Expiration is indefinite.


----------



## Steph211

Is it really 1 drop per gallon? I've been wondering how to do smaller doses of it (I have a 20g tank). I have an eye dropper, but wasn't exactly sure how much to use. I know it says that the first thread mark on the cap is enough to treat 10g, but the thread marks are slanted, so that seems pretty vague. I tried sucking up that amount in the eyedropper and it seemed more like 15 drops. Is 1 drop/gallon really enough? Seems like such an imperfect science. I don't want to waste it, but I don't want to harm the fish either (with too little, sounds like it would be hard to OD on it). Btw, my tank is still (still!) cycling and I have pretty high nitrites. I'm doing daily or every other day 50% water changes and using Prime, so it probably can't hurt to do a little extra.

Thanks!


----------



## iheartshishies

I think the actual dosing is 2 drops per gallon, but I just add 1 drop to my water because it comes straight from the tap with no chlorine so I don't have that worry. With a tank that is still cycling it's safe to use a little extra. And if you are wanting to make your tank a little safer for your fishy friends I would feed a little more sparingly than you have been, and make sure to keep your substrate super clean.
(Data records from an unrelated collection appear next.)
PR #10090, opened 2023-07-12
fix: ternary operator with lenght causing 0

### LINKED ISSUE #10082: Dangling zero in the dashboard
### Issue Summary

There's a dangling zero at the bottom of the dashboard

image

### Steps to Reproduce

1. Click edit on any of your existing events - for example: https://app.cal.com/event-types/123456?tabName=advanced
2. Scroll to the bottom
3. Find a dangling zero down there

### Actual Results

  - There's a random zero at the bottom of the dashboard

### Expected Results

  - There should not be a random zero at the bottom of the dashboard

PeerRich:
PSA: dont use `length` with `&&` to prevent trailing 0's

### DIFF
--- a/apps/web/pages/event-types/[type]/index.tsx
+++ b/apps/web/pages/event-types/[type]/index.tsx
@@ -503,7 +503,7 @@ const EventTypePage = (props: EventTypeSetupProps) => {
         </Form>
       </EventTypeSingleLayout>
 
-      {slugExistsChildrenDialogOpen.length && (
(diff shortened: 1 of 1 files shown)


alishaz-polymath (approved):

emrysal:
!! works too and is cleaner 👍

odicho:
I think a cleaner approach here is to actually do a strict comparison to 0. That's the only time the ternary operator will evaluate to false anyways. I try to avoid the `? <> : null` syntax whenever possible.

PR #10096, opened 2023-07-12
chore: Update GitHub env caching to use current PR details

keithwillcode:
## What does this PR do?

Our caching for environment variables was causing old variables to get injected into GitHub actions whenever new variables were added. This is directly affecting us from adding e2e tests for workflows.

## Type of change

## Mandatory Tasks


keithwillcode:
@zomars Note that GitHub isn't picking up changes properly in these workflow files and so it's failing builds. Here's a workflow that is run directly against this branch which allows GitHub to use the proper workflow files. https://github.com/calcom/cal.com/actions/runs/5545197033

emrysal (approved):
looks good :)

zomars:
@keithwillcode @emrysal seems like old cache from main is no longer working: https://github.com/calcom/cal.com/actions/runs/5546144414/jobs/10126045140

PR #10098, opened 2023-07-12
chore: Relying on CALCOM_ENV

leog:
## What does this PR do?

Making sure we rely on our own Environment variable defined from NODE_ENV so we can better manage environments in Vercel as talked with @keithwillcode 

## Type of change


packages/lib/constants.ts
```diff
@@ -39,7 +39,8 @@ export const IS_SELF_HOSTED = !(
   new URL(WEBAPP_URL).hostname.endsWith(".cal.dev") || new URL(WEBAPP_URL).hostname.endsWith(".cal.com")
 );
 export const EMBED_LIB_URL = process.env.NEXT_PUBLIC_EMBED_LIB_URL || `${WEBAPP_URL}/embed/embed.js`;
-export const IS_PRODUCTION = process.env.NODE_ENV === "production";
+export const CALCOM_ENV = process.env.CALCOM_ENV || process.env.NODE_ENV;
```
keithwillcode, line 42: I tend to like having apps fail fast, especially when it comes to configuration. This code allows for potential configuration to get mixed up in the event we don't set the CALCOM_ENV.

Ideally we would make sure CALCOM_ENV is set, otherwise an error is thrown immediately.

Is this to preserve backwards compatibility?

keithwillcode: @leog Bump^^

leog: Yes it is, so you were implying we should make it like the following?
```js
 export const CALCOM_ENV = process.env.CALCOM_ENV || "development";
```

There are places we need to rely on `process.env.CALCOM_ENV` such as `next.config.js`, which wouldn't have a default value if we forgot to set it.

keithwillcode: No, just wanted to confirm it was for backwards compatibility. If we change it to this and someone upgrades without seeing they need this new env var, their system will be running in "development" mode. I think what you have originally make sense.

keithwillcode: This does make me wonder if we need to update all of the places where we are using process.env.CALCOM_ENV to use this constant or IS_PRODUCTION instead. Reason, someone upgrades without setting this value, all of the lines of code that reference it will not work correctly.

leog:
@keithwillcode is there anything you want me to change/update? pinging @calcom/core to review this too

keithwillcode:
> @keithwillcode is there anything you want me to change/update? pinging @calcom/core to review this too

https://github.com/calcom/cal.com/pull/10098#discussion_r1263984167
Yeah I feel like we should implement this^^

apps/web/next.config.js
```diff
@@ -25,8 +25,10 @@ if (!process.env.NEXTAUTH_URL && process.env.NEXT_PUBLIC_WEBAPP_URL) {
 if (!process.env.NEXT_PUBLIC_WEBSITE_URL) {
   process.env.NEXT_PUBLIC_WEBSITE_URL = process.env.NEXT_PUBLIC_WEBAPP_URL;
 }
-
-if (process.env.CSP_POLICY === "strict" && process.env.NODE_ENV === "production") {
+if (
+  process.env.CSP_POLICY === "strict" &&
+  (process.env.CALCOM_ENV === "production" || process.env.NODE_ENV === "production")
```
leog, line 30: This is to be able to have backward compatibility in case `CALCOM_ENV` is not set

apps/web/pages/_document.tsx
```diff
@@ -49,7 +51,7 @@ class MyDocument extends Document<Props> {
           <meta name="msapplication-TileColor" content="#ff0000" />
           <meta name="theme-color" media="(prefers-color-scheme: light)" content="#f9fafb" />
           <meta name="theme-color" media="(prefers-color-scheme: dark)" content="#1C1C1C" />
-          {(process.env.NODE_ENV === "development" || process.env.VERCEL_ENV === "preview") && (
+          {(!IS_PRODUCTION || process.env.VERCEL_ENV === "preview") && (
```
leog, line 54: Relying more on `IS_PRODUCTION` to be better prepared for backward compatibility.

leog:
> > @keithwillcode is there anything you want me to change/update? pinging @calcom/core to review this too
> 
> [#10098 (comment)](https://github.com/calcom/cal.com/pull/10098#discussion_r1263984167) Yeah I feel like we should implement this^^

@keithwillcode thanks for the pointer, totally missed it. Done!

keithwillcode (approved):

keithwillcode:
@leog Looks good but would like @zomars to take a look as well before we merge.

leog:
> I think I'm failing to understand. What is this PR solving? What is the issue?

@zomars I probably failed to explain it in the description. The thing is that Vercel takes control over the NODE_ENV variable without the possibility to alter us to our needs. In order to separate ourselves from what Vercel forces us to use in that env variable, we thought we could create a variable that could depend on NODE_ENV but also take our own established value depending on what we intend to get form the set up environment. @keithwillcode feel free to add anything I might have missed.

zomars:
> The thing is that Vercel takes control over the NODE_ENV variable without the possibility to alter us to our needs.

How so? Everything we deploy is a "production build" so even previews run production builds. A production build is what you get by running `yarn build`.

I get the confusion between a "production build" and a "production deployment" in Vercel. If we want to conditionally run code in the production deployment then we should rely on the [VERCEL_ENV](https://vercel.com/docs/concepts/projects/environment-variables/system-environment-variables) variable. 

IMO this PR is adding more confusion into these concepts.

keithwillcode:
> > The thing is that Vercel takes control over the NODE_ENV variable without the possibility to alter us to our needs.
> 
> How so? Everything we deploy is a "production build" so even previews run production builds. A production build is what you get by running `yarn build`.
> 
> I get the confusion between a "production build" and a "production deployment" in Vercel. If we want to conditionally run code in the production deployment then we should rely on the [VERCEL_ENV](https://vercel.com/docs/concepts/projects/environment-variables/system-environment-variables) variable.
> 
> IMO this PR is adding more confusion into these concepts.

@zomars Using only NODE_ENV or VERCEL_ENV, there's no way to distinguish between a production environment and test environment. Both run production builds from Vercel's perspective and so NODE_ENV and VERCEL_ENV would both be `production`. Also, relying on VERCEL_ENV makes it harder when not deploying on Vercel.

There are many places in our code where we only want to run the code if it's a production environment, but there's no way to distinguish that properly at the moment. Introducing this CALCOM_ENV variables allows us to tell the system that it's a "staging" environment for instance.

zomars:
What about

```
const IS_CAL_PROD = process.env.WEBAPP_URL === "app.cal.com"
```

zomars:
I'm not against the PR but just trying to understand the actual use case

zomars:
> > What about
> > ```
> > const IS_CAL_PROD = process.env.WEBAPP_URL === "app.cal.com"
> > ```
> 
> What about self-hosters?
> 
> the idea is giving the installer the control to set the running environment of the app since there are places in the code base that only should be executed when in prod and vice versa. Example: handling stack traces.

Ok, It seems like we're talking about different things then. That's what NODE_ENV is for.

IMO we should differentiate what a "build" and a "deployment" is.

- On localhost we run a development build, we don't deploy
- On cal.vercel.app we run a production build, but it is not a production environment
- On cal.com, we run both a production build and it is a production environment

Are there use cases when we need to run code on a "production build" and "non production deployment"?

keithwillcode:
> > > What about
> > > ```
> > > const IS_CAL_PROD = process.env.WEBAPP_URL === "app.cal.com"
> > > ```
> > 
> > 
> > What about self-hosters?
> > the idea is giving the installer the control to set the running environment of the app since there are places in the code base that only should be executed when in prod and vice versa. Example: handling stack traces.
> 
> Ok, It seems like we're talking about different things then. That's what NODE_ENV is for.
> 
> IMO we should differentiate what a "build" and a "deployment" is.
> 
> * On localhost we run a development build, we don't deploy
> * On cal.vercel.app we run a production build, but it is not a production deployment
> * On cal.com, we run both a production build and it is a production deployment
> 
> Are there use cases when we need to run code on a "production build" and "non production deployment"?

Yeah that’s exactly what QA and Preview environments are environments

Issue #10078, opened 2023-07-12
[CAL-2150] + shouldn't be allowed in username, conflicts with dynamic bookings


hariombalhara:
* "+ " shouldn't be allowed in username. It is reserved for dynamic bookings
  We should slugify + and replace it with '-'

<sub>From [SyncLinear.com](https://synclinear.com) | [CAL-2150](https://linear.app/calcom/issue/CAL-2150/shouldnt-be-allowed-in-username-conflicts-with-dynamic-bookings)</sub>

AyushGovil:
Hey @hariombalhara , can you elaborate the issue with a small example or share me the steps to reproduce?

PeerRich:
we have dynamic. booking links such as cal.com/peer+bailey, thereby we need to ban "+" in usernames. adding a + should convert it to - in the username input

PeerRich:
![CleanShot 2023-07-12 at 13 54 24@2x](https://github.com/calcom/cal.com/assets/8019099/f42e664f-fce2-4dac-9d9c-4c58b0f7343a)
luckily there are no users yet with "+" in their username

AyushGovil:
I can work on this one if no one minds.

AyushGovil:
Can someone check this => https://github.com/calcom/cal.com/pull/10142. Need review.

valdemartti:
Although the related PRs have been closed, I believe this has been already implemented with `slugify` in the `updateProfileHandler` function and in the registration flow ([1eeb91a](https://github.com/calcom/cal.com/commit/1eeb91a793e577b10c3037a2158d7ad052659b20) and [f6005b8](https://github.com/calcom/cal.com/commit/f6005b8c70838421bf975aa876cbfde79b628bed)). I did notice that the username with `+` still persists in the user's session after changing a username, but believe that should be a different non-critical issue. Suggesting to close this issue as solved.

PR #10101, opened 2023-07-12
fix: username + replaced with -

AyushGovil:
## What does this PR do?

replaces all '+' with '-' in the username string.

Fixes # [(issue)](https://github.com/calcom/cal.com/issues/10078)

## Type of change

## How should this be tested?

image

Did console.log to check the new string in the browser console. Got the desired log in the browser. Could not test the functionality e2e in local because sign up functionality doesn't work in local therefore used console.log to check the final object.

image

Inputs used as username to test => ayush+gov, ayush-gov+,  +ayush-gov+, ++a 

## Mandatory Tasks


emrysal:
Hi @AyushGovil Have a look at our slugify (packages/lib/slugify.ts) - this is not the only place the username is slugified. Needs a global solution.

emrysal (changes requested):
Hi @AyushGovil Have a look at our slugify (packages/lib/slugify.ts) - this is not the only place the username is slugified. Needs a global solution.

AyushGovil:
Hey @emrysal, I see that cal has a sign up page in this format but in local project setup, the sign up page is different.

image

image

I asked this because I have to handle all possible ways in which the username can be created.

hariombalhara:
> Hey @emrysal, I see that cal has a sign up page in this format but in local project setup, the sign up page is different.
> 
> image
> 
> image
> 
> What is the reason for this? I asked this because I have to handle all possible ways in which the username can be created.

cal.com/signup is coming from the website repo which is private. If you would go to app.cal.com/signup, you would see the same.

hariombalhara (changes requested):
As @emrysal mentioned there would be more occurences.
Also let's make the change in `slugify` as well so if any existing + in username, that's also taken care of.

Other places we might need to handle are
- Username change from within the app(/settings/my-account)
- username change during onboarding

Also, I think we should call `slugify` function itself before saving the username

AyushGovil:
Hey @hariombalhara , @emrysal  I have made the changes => https://github.com/calcom/cal.com/pull/10142. Also regarding the slugify function there was no modification required because it was already converting the + to -. I have created a separate branch with new pr because my branch for this pr got deleted because of some issue in my local.

PR #10102, opened 2023-07-12
fix: Password reset tests & better expiry checking

emrysal:
## What does this PR do?

* By using Prisma instead of using NEXT_PUBLIC_IS_E2E we both improve the test and reduce differences between test & production.
* The API endpoint had no check on whether the password reset was expired, which is a low risk vulnerability.
* Added an extra check in the tests to confirm a used password reset cannot be re-used.

### DIFF
--- a/apps/web/pages/api/auth/forgot-password.ts
+++ b/apps/web/pages/api/auth/forgot-password.ts
@@ -88,17 +88,9 @@ async function handler(req: NextApiRequest, res: NextApiResponse) {
       resetLink,
     });
 
-    /** So we can test the password reset flow on CI */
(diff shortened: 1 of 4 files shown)


apps/web/pages/api/auth/forgot-password.ts
```diff
@@ -88,17 +88,9 @@ async function handler(req: NextApiRequest, res: NextApiResponse) {
       resetLink,
     });
 
-    /** So we can test the password reset flow on CI */
-    if (process.env.NEXT_PUBLIC_IS_E2E) {
```
zomars, line 92: Nice workaround 🙏🏽

zomars (approved):

PR #10103, opened 2023-07-12
fix: slot reservation uses wrong event length

CarinaWolli:
## What does this PR do?

Fixes that for events with multiple duration, the slot reservation system uses the wrong event length to reserve slots.

## Type of change

## How should this be tested?

- create event type with multiple durations choose 15 min and 120 min
- make 120 min the default duration 
- go to the event type link
- pick any 15min slot (for example 11:00-11:15) => this slot is reserved now
- Open a new browser tab with the event-type link
- check available slots for 15 min duration at the day you booked the event: 
   - expected slots: all slots except 11:00 should be here
   - before: all slots between 9:00 and 11:00 were missing


zomars (approved):
LGTM

PR #10104, opened 2023-07-12
fix: Use user locale for sending password resets

emrysal:
## What does this PR do?

Instead of passing through the browser locale it makes more sense of sending the email according to the locale configured by the user.


zomars (approved):
LGTM

PR #10108, opened 2023-07-12
fix: Creating a default availability for org owner [CAL-2142]

leog:
## What does this PR do?

When a user creates an organization, they don't go through the profile onboarding, preventing them to have a default availability created for them.

This PR introduces the creation of a default availability when the owner account is created. Empty state was already there, just not accessible through UI.

## Type of change

## How should this be tested?

1. Create an organization
2. Go to the Availability page
3. See a default availability be created

> **Note**
> As you will not be able to delete the only availability to see the empty state, check it deleting availability from DB

## Mandatory Tasks


packages/trpc/server/routers/viewer/organizations/create.handler.ts
```diff
@@ -77,13 +78,31 @@ export const createHandler = async ({ input }: CreateOptions) => {
 
   const emailDomain = adminEmail.split("@")[1];
 
+  const t = await getTranslation(ctx.user.locale ?? "en", "common");
+  const availability = getAvailabilityFromSchedule(DEFAULT_SCHEDULE);
```
leog, line 82: Luckily it is this easy to create a default availability 🌟

packages/trpc/server/routers/viewer/organizations/create.handler.ts
```diff
@@ -77,13 +78,31 @@ export const createHandler = async ({ input }: CreateOptions) => {
...
+              createMany: {
+                data: availability.map((schedule) => ({
+                  days: schedule.days,
+                  startTime: schedule.startTime,
+                  endTime: schedule.endTime,
+                })),
+              },
+            },
+          },
+        },
```
leog, line 105: And then assigning it to the newly owner created user

apps/web/pages/availability/index.tsx
```diff
@@ -95,6 +95,7 @@ export function AvailabilityList({ schedules }: RouterOutputs["viewer"]["availab
             Icon={Clock}
             headline={t("new_schedule_heading")}
             description={t("new_schedule_description")}
+            className="w-full"
```
leog, line 98: Empty screen was not filling the whole space

sean-brydon (approved):
Havent tested but code looks good

emrysal (approved):

PR #10116, opened 2023-07-13
fix: Remove/Update behaviour of date-overrides

### LINKED ISSUE #8043: [CAL-1382] Issue when deleting date overrides
[https://www.loom.com/share/cd0410734b294d3596e600c00fadcb71](https://www.loom.com/share/cd0410734b294d3596e600c00fadcb71)
[https://www.loom.com/share/cd0410734b294d3596e600c00fadcb71](https://www.loom.com/share/cd0410734b294d3596e600c00fadcb71)

Created via Threads. See full discussion: [https://threads.com/34460761924](https://threads.com/34460761924)

<sub>From [SyncLinear.com](https://synclinear.com) | [CAL-1382](https://linear.app/calcom/issue/CAL-1382/issue-when-deleting-date-overrides)</sub>

emrysal:
## What does this PR do?

This is not the cleanest approach, but the existing mechanism didn't work in a few situations because of the date sort. The update caused a re-render that caused an invalid unsortedFieldArrayMap.

Reproduction/how to test: 

**Updating bug was hit when you changed the date and it went before another date (re-ordering)**; which then modified the wrong date override. This PR replaces the entire array which retains the correct sort order by brute force.

**Delete bug was encountered if the sorted order was not the same as the filtered order, which depends on the order you created the date overrides in**. This PR implements an original order before the sort causing the right item to be removed.

Fixes #8043

### DIFF
--- a/apps/web/pages/availability/[schedule].tsx
+++ b/apps/web/pages/availability/[schedule].tsx
@@ -53,7 +53,7 @@ type AvailabilityFormValues = {
 };
 
 const DateOverride = ({ workingHours }: { workingHours: WorkingHours[] }) => {
-  const { remove, append, update, fields } = useFieldArray<AvailabilityFormValues, "dateOverrides">({
+  const { remove, append, replace, fields } = useFieldArray<AvailabilityFormValues, "dateOverrides">({
     name: "dateOverrides",
   });
   const { t } = useLocale();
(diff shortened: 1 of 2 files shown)


zomars (approved):
LGTM

zomars:
@zomars merged this pull request with [Graphite](https://app.graphite.dev/github/pr/calcom/cal.com/10116).

PR #10130, opened 2023-07-13
fix: Important Booking Page fixes

hariombalhara:
## What does this PR do?
Fixes following issues:

- Wrong org's event served when having same usename and event slug in another org
`vwo` org serving `404bug` org's bookme event.
Screenshot 2023-07-13 at 2 47 55 PM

I have sand in my tanks and I only use the hose from the vacuum to go over everything lightly and it works better than using the actual siphon vacuum if that makes sense. Also, some foods decompose a lot nastier than others putting off high levels of ammonia which will bog down your biological filter. I would make sure you are feeding high quality foods to your fish as well. I hope that helps. It's a pain to cycle a new tank, but when it's done (and done right) you'll be able to relax and enjoy your tank with a lot less maintenance.


----------



## Steph211

Thanks! I am trying to be patient. I was wondering if I should be vacuuming my gravel or not. The guy at Petsmart said not to, while cycling, but it seems like a lot of crud would build up. So I've been doing it with every other water change. I'm using Seachem's Stability as well, but I would have thought that would have hurried up the process. Not so it seems. On the bright side, all my fish seem perfectly fine. My ammonia is now 0, nitrites are pretty high still, up to 5 even, and my nitrates are beginning to appear. Thank goodness for Prime and frequent water changes!

Thanks!


----------



## iheartshishies

I understand why a person would tell you not to clean your gravel, but I don't agree with it. I think the Petsmart employee was probably advising you to do it that way so your biological filter would be forced to skyrocket to keep up with the demand. In reality though, that's really not how things happen. Bacteria need time to grow and your fish need to be able to survive that period of time. It may (or may not) take a little bit longer to complete the cycle by trying to keep your ammonia producing waste down, but at what cost? Ammonia spikes can be immediately toxic to all fish, and extended levels of ammonia and nitrite will slowly poison your fish. This is why I feel it is better to build your biological filter slower over time instead of trying to force it to be stronger than it really even needs to be - unless you plan to keep your gravel dirty all the time... And either way a large portion of any biological filter is in your filter media. Yes it is in your gravel also, but if you only clean half your gravel or less each time you will be doing way more good than harm.


----------



## stevenjohn21

does this stuff smell really bad ? i was given a bottle that was thrown in with a tank i bought recently from craigslist and i opened the bottle. . . . OMG ! i nearly gagged ! the smell is horrible !!!! Has mine gone off or is this the usual smell ?


----------



## Lupin

It does smell sulfuric. Perfectly normal. Plug your nose when you use it.lol


----------



## stevenjohn21

Ok good i was going to throw it out thinking it had gone bad.


----------



## Steph211

That is the usual smell. It's disgusting, isn't it? I believe the label mentions that a bad smell is normal and I've also read on Seachem's website that the sulphur-like smell is completely normal. It's worth it though. It works great. I cycled my tank with it and I didn't lose a single fish!


----------



## Blabomb

Ever since I have started using it all of my levels have stayed in check. I will never use anything else.


----------



## 1077

I love the smell of Prime in the morning!


----------



## lorax84

If you are looking to dose prime on an amount of water less than 50 gallons I recommend using a 2-5ml plastic syringe. I got mine for free from my LFS when I was buying ferts, but you can purchase them at any pharmacy if you ask for an oral syringe. Obviously you can just eyeball it without hurting your fish but if you are looking to save a little money in the long run an oral syringe is the way to go.


----------



## stevenjohn21

I used this the first time today whilst doing water changes on my tanks, its been an hour now and when i walk into the room i can still smell it !


----------



## leogtr

stevenjohn21 said:


> I used this the first time today whilst doing water changes on my tanks, its been an hour now and when i walk into the room i can still smell it !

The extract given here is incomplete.